A novel statistical approach for analyzing environmental pollutant data with detection limits: atmospheric organochloride pesticide concentrations near Tibet's Namco Lake as a case study†‡
Abstract
In the analysis of pollutant data, concentrations below the analytical detection limit are commonly handled by substituting a constant value between zero and the limit of detection (LOD). However, this substitution can introduce significant bias under certain conditions. To address this issue, we have derived weight expressions that eliminate bias for lognormal and gamma data. These weights, applied to LOD/2 substitutions, can be calculated using available ranges of means, standard deviations and censoring proportions. We evaluated the performance of our weighted substitution (ωLOD/2) method using both simulated datasets with censoring proportions ranging from 5% to 50% and actual atmospheric α-HCH and HCB data from Tibet's Namco Lake. The ωLOD/2 method was compared against LOD/2 substitution, maximum likelihood estimation (MLE), and regression on order statistics (ROS). The results demonstrate that with small sample sizes (<160), although MLE and ROS did not show larger bias, ωLOD/2 outperforms both methods in estimating arithmetic and geometric means in most scenarios. It is also worth noting that ROS is currently limited to estimating summary statistics under the assumption of a lognormal distribution and cannot be applied to gamma-distributed data.
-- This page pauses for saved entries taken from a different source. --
PR #4300, opened 2020-10-31
feat(scopes): make page a scope

pavelfeldman:
Although we end up with a structure where Frame is on the same level as the page, it is very convenient to attribute console messages, dialogs, web sockets to the page rather than the browser context. We get a lot of `page()` methods for free on those.

### DIFF
--- a/src/dispatchers/dispatcher.ts
+++ b/src/dispatchers/dispatcher.ts
@@ -73,7 +73,7 @@ export class Dispatcher<Type, Initializer> extends EventEmitter implements chann
 
     (object as any)[dispatcherSymbol] = this;
     if (this._parent)
-      this._connection.sendMessageToClient(this._parent._guid, '__create__', { type, initializer, guid }, !!isScope);
+      this._connection.sendMessageToClient(this._parent._guid, '__create__', { type, initializer, guid });
   }
 
   _dispatchEvent(method: string, params: Dispatcher<any, any> | any = {}) {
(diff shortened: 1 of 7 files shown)


src/dispatchers/dispatcher.ts
```diff
@@ -178,26 +177,23 @@ export class DispatcherConnection {
...
     }
   }
 
-  private _replaceDispatchersWithGuids(payload: any, allowDispatchers: boolean): any {
+  private _replaceDispatchersWithGuids(payload: any): any {
     if (!payload)
       return payload;
-    if (payload instanceof Dispatcher) {
-      if (!allowDispatchers)
-        throw new Error(`Channels are not allowed in the scope's initialzier`);
```
dgozman, line 192: This particular check was a result of the following problem:

BrowserContext had `pages` in the initializer, and since we send channels from the initializer before the object, these pages were created in the parent scope (the Browser), rather than BrowserContext's scope. This lead to leaks where pages were not cleaned up upon BrowserContext's dispose. I am afraid this could happen again.

dgozman (commented):
FWIW, it seems like the PR is actually about a convenient `parent` for each object, not about the scopes. What if we actually send whatever parent we want, but only dispose the BrowserContext and Browser explicitly?

I see three issues with this particular implementation:
- the "no channels in initializers" check (see the separate comment);
- all frames will outlive the page and won't be disposed - that means we don't actually clean up any resources on page close;
- methods like `Download.path` will return a wrong error `Target browser or context has been closed` when in fact it was the page that was closed, while the context is still alive.

pavelfeldman:
> that means we don't actually clean up any resources on page close

My understanding is that in this case we clean up:
- console messages
- dialogs
- injected bindings
- requests with headers and cached content
- responses, same
- web sockets
- downloads (probably need a parent scope as per contract)
- videos (same?)

src/dispatchers/dispatcher.ts
pavelfeldman: This looks like an edge case, let's add a test instead?

pavelfeldman:
> all frames will outlive the page and won't be disposed

That's what happens today as well, so it isn't changing. Stale pointers already have undefined behavior anyways.

dgozman (approved):

PR #4332, opened 2020-11-04
browser(webkit): do not hang on close when there is a dialog

yury-s:


browser_patches/prepare_checkout.sh
```diff
@@ -124,11 +124,11 @@ git apply --index --whitespace=nowarn $PATCHES_PATH/*
 
 if [[ ! -z "${WEBKIT_EXTRA_FOLDER_PATH}" ]]; then
   echo "-- adding WebKit embedders"
-  cp -r "${WEBKIT_EXTRA_FOLDER_PATH}" ./Tools/Playwright
+  cp -r "${WEBKIT_EXTRA_FOLDER_PATH}/" ./Tools/Playwright
```
aslushnikov, line 127: Let's not land this ATM - trailing slash in the "SRC" is an anti-pattern. I'd like to understand first why would it be needed.

aslushnikov (approved):

PR #4336, opened 2020-11-04
api(websocket): require captureWebSocketFrames for framesent/framereceived

dgozman:
These events incur significant overhead, so we make them opt-in.


yury-s (commented):
Can we instead send the events from server to client only when client has listeners for websockets? We anyway always receive the events from the browser so there is already non-trivial overhead or you planning to disable them in the browsers too?

dgozman:
> Can we instead send the events from server to client only when client has listeners for websockets? We anyway always receive the events from the browser so there is already non-trivial overhead or you planning to disable them in the browsers too?

I plan to address this in browsers once it's a problem. "only when client has listeners for websockets" has a race between adding a listener and websocket already receiving messages in the page.

yury-s:
> I plan to address this in browsers once it's a problem.

I wonder why it is a problem in client-server link but not in browser-server today?

> "only when client has listeners for websockets" has a race between adding a listener and websocket already receiving messages in the page.

If the listener is added to the page/context before navigation there should be no race, otherwise it is no worse than what we have now (no guarantees when the listener is added after navigation). What am I missing?

PR #4342, opened 2020-11-04
feat(fill): allow filling based on the label selector

### LINKED ISSUE #3466: [Feature] Fill input field based on label text
When an input field is properly connected to a label it would be nice to be able to fill the input field based on the label text using `await page.fill('text=Name', 'John Doe');`.

It's often possible to fill the input field based on a CSS selector like `id` or `name`, but making it possible to fill by label text would make it more straight-forward to both read and write the test. Especially if you write tests for screens you did not make yourself.

Examples of cases where it should work:
```
<label for="input1">Name</label>
<input id="input1" value="">
```

```
<label>Name <input value=""></label>

```

dgozman:
This enables filling the input based on the connected label:

```html
<label for=target>Name</label><input id=target>
```

```js
await page.fill('text=Name', 'Alice');
```

Fixes #3466.

### DIFF
--- a/src/server/injected/injectedScript.ts
+++ b/src/server/injected/injectedScript.ts
@@ -261,10 +261,10 @@ export class InjectedScript {
     return this.pollRaf((progress, continuePolling) => {
       if (node.nodeType !== Node.ELEMENT_NODE)
         return 'error:notelement';
-      const element = node as Element;
-      if (!element.isConnected)
+      const element = this.findLabelTarget(node as Element);
+      if (element && !element.isConnected)
         return 'error:notconnected';
-      if (!this.isVisible(element)) {
+      if (!element || !this.isVisible(element)) {
         progress.logRepeating('    element is not visible - waiting...');
         return continuePolling;
       }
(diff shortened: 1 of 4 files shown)


src/server/injected/injectedScript.ts
```diff
@@ -438,27 +438,28 @@ export class InjectedScript {
     return 'done';
   }
 
+  findLabelTarget(element: Element): Element | undefined {
+    if (element.nodeName === 'LABEL') {
+      const forId = element.getAttribute('for');
+      if (forId && element.ownerDocument)
+        return element.ownerDocument.querySelector(`[id="${forId}"]`) || undefined;
```
JoelEinbinder, line 445:
```suggestion
        return element.ownerDocument.querySelector(`[id="${CSS.escape(forId)}"]`) || undefined;
```

src/server/injected/injectedScript.ts
```diff
@@ -438,27 +438,28 @@ export class InjectedScript {
...
+      return element.querySelector('input,select,textarea,meter,progress') || undefined;
+    }
+    return element;
```
JoelEinbinder, line 448:
```suggestion
    return element.nodeName === 'LABEL' ? (element as HTMLLabelElement).control || undefined : element;
```

src/server/injected/injectedScript.ts
```diff
@@ -261,10 +261,10 @@ export class InjectedScript {
     return this.pollRaf((progress, continuePolling) => {
       if (node.nodeType !== Node.ELEMENT_NODE)
         return 'error:notelement';
-      const element = node as Element;
-      if (!element.isConnected)
+      const element = this.findLabelTarget(node as Element);
+      if (element && !element.isConnected)
         return 'error:notconnected';
-      if (!this.isVisible(element)) {
+      if (!element || !this.isVisible(element)) {
```
JoelEinbinder, line 267: This means I can't click a label if it is missing a `for`? But in that case shouldn't we just click the label itself.

src/server/injected/injectedScript.ts
dgozman: Wonderful! Done.

JoelEinbinder (approved):

mxschmitt:
Lets maybe add it to the docs if it was not possible before to fill by label text?

dgozman:
> Lets maybe add it to the docs if it was not possible before to fill by label text?

Good idea, done.

PR #4344, opened 2020-11-04
feat: add support for using existing cdp websocket in launchServer

### LINKED ISSUE #4054: [REGRESSION]: chromium.connect does not work with vanilla CDP servers anymore
Hi there,
apologies if this has been asked before but I didn't find anything.

Up until `v1.3.0` it was possible to `.connect` to a vanilla browser websocket URL (either created through launching Chrome with `--remote-debugging`) or using Puppeteer.

`v1.4.0` introduced the new "New Client / Server Wire protocol", since then it's not possible anymore to use `.connect` with other original CDP websocket servers anymore (it will hang [here)](https://github.com/microsoft/playwright/blob/e214f795e014028a6059709c01a697c8d49d7689/src/client/browserType.ts#L153). I also noticed through logging that the new wire protocol looks much different from the regular CDP chatter.

My question would be if there's still a way to use `chromium.connect` with the traditional CDP websocket URLs or if there are pointers of how to best write a translation layer to accomplish that.

My use-case is to have a single websocket url which exposes a fleet of chromium browsers by proxying the websocket connections (similar to [browserless.io](https://browserless.io)) and both puppeteer & playwright being able to `connect` to it and control the browsers.

The following worked up until `v1.4.0`

```js
const puppeteer = require("puppeteer")

puppeteer
  .launch({
    headless: true,
    defaultViewport: null,
    args: [
      "--remote-debugging-port=9222",
      "--remote-debugging-address=0.0.0.0",
    ],
  })
  .then(async (browser) => {
    console.log(browser._connection.url())
  })
// => ws://0.0.0.0:9222/devtools/browser/490a2b32-ce62-4b6b-a530-d4931fdeb046
```
```js
const pw = require("playwright")

;(async () => {
  const browser = await pw.chromium.connect({
    wsEndpoint: "ws://0.0.0.0:9222/devtools/browser/490a2b32-ce62-4b6b-a530-d4931fdeb046",
  })

  const page = await context.newPage()

  await page.goto("https://www.example.com/")
  await page.screenshot({ path: "example.png" })

  await browser.close()
})()
```

berstend:
This PR:
- adds a `cdpWebsocketEndpoint` option to `.launchServer`
- adds a Playwright user-agent header to websocket connections (`.connect` & `.launchServer`)
- fixes #4054

### CDP

As a side effect of switching to the new wire protocol we lost the ability to connect to existing CDP websockets. This is an issue for services that wish to make existing browsers (not created by Playwright) available to Playwright clients.

### User-Agent

Adding a user-agent makes it much easier for services that wish to expose a single websocket to both Playwright and Puppeteer clients. In combination with `cdpWebsocketEndpoint` Playwright clients can then be piped through a wire protocol websocket created by `launchServer` that in turn will communicate with an existing CDP websocket endpoint.

```
                   +------------+                             +---------------+
pptr client  +-->  |            |  +----------------------->  |               |
                   |  custom    |                             |  Chromium CDP |
                   |  websocket |        playwright           |  websocket    |
  pw client  +-->  |            |  +-->  wire protocol  +-->  |               |
                   +------------+        websocket            +---------------+

```

I tried following the available naming pattern & style guide, kindly let me know if there are more preferred options. :-)


berstend:
Urgh, seems like optional chaining is not supported in CI

test/browsertype-launch-server.spec.ts
```diff
@@ -17,7 +17,7 @@
 
 import { it, expect, describe } from './fixtures';
 
-describe('lauch server', (suite, { wire }) => {
+describe('launch server', (suite, { wire }) => {
```
JoelEinbinder, line 20: :smile:

berstend: Thought I fix that while I'm there 😄

test/browsertype-launch-server.spec.ts
```diff
@@ -62,4 +62,17 @@ describe('lauch server', (suite, { wire }) => {
     expect(result['exitCode']).toBe(0);
     expect(result['signal']).toBe(null);
   });
+
+  it('should allow using an existing cdp endpoint', async ({ browserType, server}) => {
```
JoelEinbinder, line 66: This test don't really prove that the cdp websocket works. @dgozman should we add another bot that runs all the tests via cdp?

Or we can just have a smoke test that.
1. launches a browser server with `--remote-debugging-port`
2. launches a second browser server that connects to the first via cdpWebSocketEndpoint
3. connect to that second browser server and create a page and eval 1+1=2 in there.

berstend:
I think mapping `upgrade` to `onRequest` in the testserver has side-effects, I made a dedicated `onUpgrade` handler

test/browsertype-launch-server.spec.ts
berstend: Yeah, doing that was my first instinct :-) I had the impression the other tests were a bit shallow so I opted to just test the very basics. Happy to change this to a more full-fledged test.

berstend: Just wondering about the best way to get the `webSocketDebuggerUrl` from `/json/version` (there doesn't seem to be an http client around)

src/client/browserType.ts
```diff
@@ -32,13 +32,14 @@ import { assert, makeWaitForNextTask, mkdirIfNeeded } from '../utils/utils';
...
 import { Stream } from './stream';
+const packageVersion = require('../../package.json').version;
 
 export interface BrowserServerLauncher {
   launchServer(options?: LaunchServerOptions): Promise<BrowserServer>;
 }
 
 export interface BrowserServer {
-  process(): ChildProcess;
+  process(): ChildProcess | undefined;
```
dgozman, line 42: Please do not change this signature, it's not backwards-compatible. Instead, throw an error from `process()` when running in "connect over cdp" mode.

src/browserServerImpl.ts
```diff
@@ -93,11 +96,13 @@ export class BrowserServerImpl extends EventEmitter implements BrowserServer {
   }
 
   async close(): Promise<void> {
-    await this._browser._options.browserProcess.close();
+    if (this._browser._options.browserProcess)
```
dgozman, line 99: I think the right way is to connect right here, in the BrowserServerImpl, instead of going all the way to _innerLaunch and back.

Now that I think about this more: when connecting over existing cdp, all other launch parameters are actually ignored. This hints at using a different method, something like `chromium.connectServer` that only takes the websocket url. WDYT?

test/browsertype-launch-server.spec.ts
dgozman: You can do `await page.evaluate(() => fetch(url))` and use the browser 😄

berstend: went with vanilla `http` 😄 

image

src/browserServerImpl.ts
berstend: I agree, when connecting to an existing cdp websocket virtually all of the launch code isn't needed. Also the flag feels a bit shoehorned into there, so it might be cleaner to keep it separate. If promoting this feature to it's own top-level API is fine then I'm happy to work on the changes 😄

berstend:
Thanks for all the valuable input and suggestions, will get back at it tomorrow. :-)

test/browsertype-launch-server.spec.ts
berstend: @JoelEinbinder added an additional smoke test to ensure the cdp websocket works :-)

berstend:
@dgozman I added a dedicated `browserType.connectServer` API as well, so we can see if we like it better:
image

Personally I think it's the better approach than cramping this into the existing `.launchServer` 😄 

Note: I placed the meaty stuff in `server/browserType.ts` as I'd otherwise would need to re-import a bunch of things in `src/browserServerImpl.ts` :-)

src/browserServerImpl.ts
berstend: Added a dedicated API implementation for comparison

dgozman (commented):
I definitely like the separate method more! Please give us some time to discuss the shape of this new API, and I'll get back to you with detailed PR review 😄

mxschmitt:
@berstend seems like it was implemented in #5207

pavelfeldman:
This is now obsolete and we have connectOverCDP, so closing!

In addition, ωLOD/2 provides standard deviation estimates comparable to those from MLE, with biases remaining within 5% in the majority of cases. Therefore, the proposed method is particularly suitable for situations involving small sample sizes. The application of our method to six censored atmospheric organochloride pesticide concentrations from Namco Lake further highlights its advantages in practical settings. To facilitate easy adoption by researchers, a free web app was developed that integrates our proposed weighting method with censored data distribution fitting.